PR #4976, opened 2021-06-03
messages: synced/unread treatments for group DMs in sidebar

jamesacklin:
Fixes this confusing non-state:
image

Now reflective of unread/unsynced/hasNotification states (shown below with nicknames turned on and the DM at rest).

image

fixes urbit/landscape#623

### DIFF
--- a/pkg/interface/src/views/landscape/components/Sidebar/SidebarItem.tsx
+++ b/pkg/interface/src/views/landscape/components/Sidebar/SidebarItem.tsx
@@ -1,10 +1,8 @@
 import _ from 'lodash';
 import React, { useRef, ReactNode } from 'react';
 import urbitOb from 'urbit-ob';
-
 import { Icon, Row, Box, Text, BaseImage } from '@tlon/indigo-react';
 import { Association, cite } from '@urbit/api';
-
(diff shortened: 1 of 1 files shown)


pkg/interface/src/views/landscape/components/Sidebar/SidebarItem.tsx
```diff
@@ -199,22 +191,25 @@ export function SidebarAssociationItem(props: {
     return null;
   }
 
-  const participantNames = (str: string, color: string) => {
+  const participantNames = (str: string) => {
+    const color = isSynced ? (hasUnread || hasNotification) ? 'black' : 'gray' : 'lightGray';
```
matildepark, line 195: I don't think the linter allows for nested ternaries like this?

jamesacklin: Doesn't complain about it here: https://github.com/urbit/urbit/blob/460982d74b72d510bc606477c27764cf7fbc7159/pkg/interface/src/views/landscape/components/Sidebar/SidebarItem.tsx#L39

matildepark (approved):

PR #4977, opened 2021-06-03
graph-push-hook/thread: shave off 20ms from nest checks by getting ri…

tacryt-socryp:
…d of tmi problem with types


philipcmonk (approved):
Looks good, though you could do them in irregular form

For future reference, the `?>`s above specialize the type so that it's no longer exactly equal to what we're expecting on the other side.  The cast makes them exactly equal.

PR #4978, opened 2021-06-03
graph-store + validators: stop using +grab:noun and switch to using a static conversion to %graph-indexed-post

tacryt-socryp:
@belisarius222  recommended I do this recently, and I tested it and it is indeed significantly faster (by about ~20ms for a single chat / publish / link / feed message). Tested to work on Chat, Publish, Links, and Feed.

### DIFF
--- a/pkg/arvo/app/graph-store.hoon
+++ b/pkg/arvo/app/graph-store.hoon
@@ -19,7 +19,7 @@
 +$  debug-input  [%validate-graph =resource:store]
 ::
 +$  cache
-  $:  validators=(map mark dais:clay)
+  $:  validators=(map mark $-(indexed-post:store indexed-post:store))
   ==
 ::
 ::  TODO: come back to this and potentially use ford runes or otherwise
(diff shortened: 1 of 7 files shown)


pkg/arvo/app/graph-store.hoon
```diff
@@ -627,22 +627,27 @@
...
-    :_  state(validators (~(put by validators) u.mark dais))
+    :_  state(validators (~(put by validators) u.mark validate))
     |-  ^-  ?
     ?~  graph  %.y
     %+  roll  (tap:orm graph)
     |=  [[=atom =node:store] out=?]
     ^-  ?
     ?&  ?|  ?=(%| -.post.node)
-            ?=(^ (vale:dais [atom p.post.node]))
+            ?=(^ (validate [atom p.post.node]))
```
philipcmonk, line 650: when could this be an atom?

tacryt-socryp: It cannot be. This is a trivially true assertion, since any of these validators will crash if given invalid input.

tacryt-socryp:
What do you think @liam-fitzgerald ?

pkg/arvo/app/graph-store.hoon
```diff
@@ -627,22 +627,27 @@
     |=  [=graph:store mark=(unit mark:store)]
     ^-  [? _state]
     ?~  mark   [%.y state]
-    =/  has-dais  (~(has by validators) u.mark)
-    =/  =dais:clay
-      ?:  has-dais
+    =/  has-validator  (~(has by validators) u.mark)
+    =/  validate=$-(indexed-post:store indexed-post:store)
+      ?:  has-validator
```
liam-fitzgerald, line 632: We have to use `?:` instead of `fall` because `fall`s arguments will be evaluated eagerly?

liam-fitzgerald (approved):
Looks great. My general concern is the semantics of graph marks are becoming increasingly messy, but I guess it's the price we pay for hacking in typeclasses.

pkg/arvo/app/graph-store.hoon
tacryt-socryp: I'm doing a style pass separately (and all at once) as a part of this sprint. Not sure if they're eagerly evaluated! Will evaluate using that then

tacryt-socryp:
Just need to keep making the documentation better I guess! I'll do a graph docs update to make sure it's up to date as well during this sprint.

ohAitch:
Surely the primary cost of hacking in typeclasses is having typeclassess.

tacryt-socryp:
We could potentially try to add some sort of constraint where we check whether the relevant arm (that converts indexed-post to indexed-post and is called `+graph-indexed-post` inside of `+grab`) is present when someone adds a graph that has a new validator mark. I imagine this is possible, though it might be some sort of crazy `+nest` partial reimplementation.

pkg/arvo/app/graph-store.hoon
joemfb: If you need a lazily-evaluated default, use `+bond`.

PR #4980, opened 2021-06-03
graph-push-hook: speed up by getting rid of nest checks, using %cf, a…

tacryt-socryp:
…nd storing gates instead of tubes

We now spend only 4ms (!!!) in `%graph-push-hook`.


liam-fitzgerald (approved):
LGTM!

PR #4983, opened 2021-06-04
leap: display chording options

liam-fitzgerald:
Screen Shot 2021-06-04 at 12 24 52 pm

### DIFF
--- a/pkg/interface/src/logic/lib/omnibox.js
+++ b/pkg/interface/src/logic/lib/omnibox.js
@@ -11,19 +11,23 @@ const makeIndexes = () => new Map([
   ]);
 
 // result schematic
-const result = function(title, link, app, host) {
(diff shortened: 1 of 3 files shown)


tacryt-socryp:
How does this look / function on mobile? Is it hidden?

tacryt-socryp:
Dope

matildepark:
You gotta fix tsc. I pinged Ed for design look

matildepark (approved):
This hard restricts us to shift chords, but is a bit more flexible than my idea ("pairing all applicable chords to search categories"). We really need to refactor Leap, but it may just end up being rewritten from scratch whenever we do the next iteration of it — it'll have different product requirements entirely.

matildepark:
Merging because this mock variation was given by Ed OOB, it seems.

PR #4986, opened 2021-06-04
hoon: add +sink, a fast(er than dunk) type printer

tacryt-socryp:


ohAitch:
As opposed to dunk?

ohAitch:
Also surely this shouldn't be _unconditional_, if it's being proposed for merge into next-sys?

tacryt-socryp:
I need to comment out the slogs, yeah. I was just PRing what I had.

philipcmonk:
Yes, sink is meant as a fast and short (non-recursive) alternative to dunk, suitable for tracing through +nest.  The original use was for determining why two types that we thought should be equal were in fact non-equal.  The trace with all the mugs makes it clear which branch is non-equal at any level.

I actually think this has enough general applicability that we should put it at the top level of +ut next to +dunk and with a similar call pattern.  So instead of accepting a type, it operates on `sut`, and you call `sink(sut ref)` to print `ref`.  From the dojo, then you could run `~(sink ut %noun)`.  The next level would be to make it produce complex tanks instead of tapes, but I don't think that's important.

tacryt-socryp:
@philipcmonk done

philipcmonk (approved):
Looks good.

Making `mup` be `(scot %p (mug +<))` is probably a little cleaner.

tacryt-socryp:
Good feedback. Implemented. Will merge once tests pass.

pkg/arvo/sys/hoon.hoon
```diff
@@ -8764,6 +8764,7 @@
       %peek   peek
       %repo   repo
       %rest   rest
+      %sink   sink
```
joemfb, line 8767: For future reference, this hook should not have been added in this PR. It changes the jet-matching interface (per hashboard at least), and so requires staging on both sides.

PR #4987, opened 2021-06-04
zuse: comb through all notes in libraries, and move arms to zuse

tacryt-socryp:
We've had notes to move various parsing functions to zuse for literally years, so I figured I'd go ahead and do it.

### DIFF
--- a/pkg/arvo/sys/zuse.hoon
+++ b/pkg/arvo/sys/zuse.hoon
@@ -3391,6 +3391,11 @@
     ::                                                  ::  ++no:dejs:format
     ++  no                                              ::  number as cord
       |=(jon=json ?>(?=([%n *] jon) p.jon))
+    ::                                                  ::  ++nu:dejs:format
+    ++  nu                                              ::  parse number as hex
+      |=  jon=json
+      ?>  ?=([%s *] jon)
+      (rash p.jon hex)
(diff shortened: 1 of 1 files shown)


pkg/arvo/sys/zuse.hoon
```diff
@@ -3653,6 +3678,13 @@
       |*  [pre=* wit=fist]
       (cu |*(* [pre +<]) wit)
     ::
+    ++  re                                              ::  recursive reparsers
+      |*  [gar=* sef=_|.(fist)]
+      |=  jon=json
+      ^-  (unit _gar)
+      =-  ~!  gar  ~!  (need -)  -
```
Fang-, line 3685: Probably just nuke this line.

Fang- (commented):
Neat! Can you replace the inline implementations you found, with calls to their zuse implementations? Might also be worth searching the codebase more broadly for similar implementations, but probably pretty hard to catch those. We can close those up as we run into them.

pkg/arvo/sys/zuse.hoon
tacryt-socryp: done

Fang- (approved):
As discussed out of band, under the assumption that removal of their previous location will follow soon, approved!

tacryt-socryp:
yay thanks!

○ ○ ○ ○

TASK DETAILS. Where a line in the records above contains the string "interface", copy that line.

REPLY TO THE TASK.
--- a/pkg/interface/src/views/landscape/components/Sidebar/SidebarItem.tsx
+++ b/pkg/interface/src/views/landscape/components/Sidebar/SidebarItem.tsx
pkg/interface/src/views/landscape/components/Sidebar/SidebarItem.tsx
jamesacklin: Doesn't complain about it here: https://github.com/urbit/urbit/blob/460982d74b72d510bc606477c27764cf7fbc7159/pkg/interface/src/views/landscape/components/Sidebar/SidebarItem.tsx#L39
--- a/pkg/interface/src/logic/lib/omnibox.js
+++ b/pkg/interface/src/logic/lib/omnibox.js
joemfb, line 8767: For future reference, this hook should not have been added in this PR. It changes the jet-matching interface (per hashboard at least), and so requires staging on both sides.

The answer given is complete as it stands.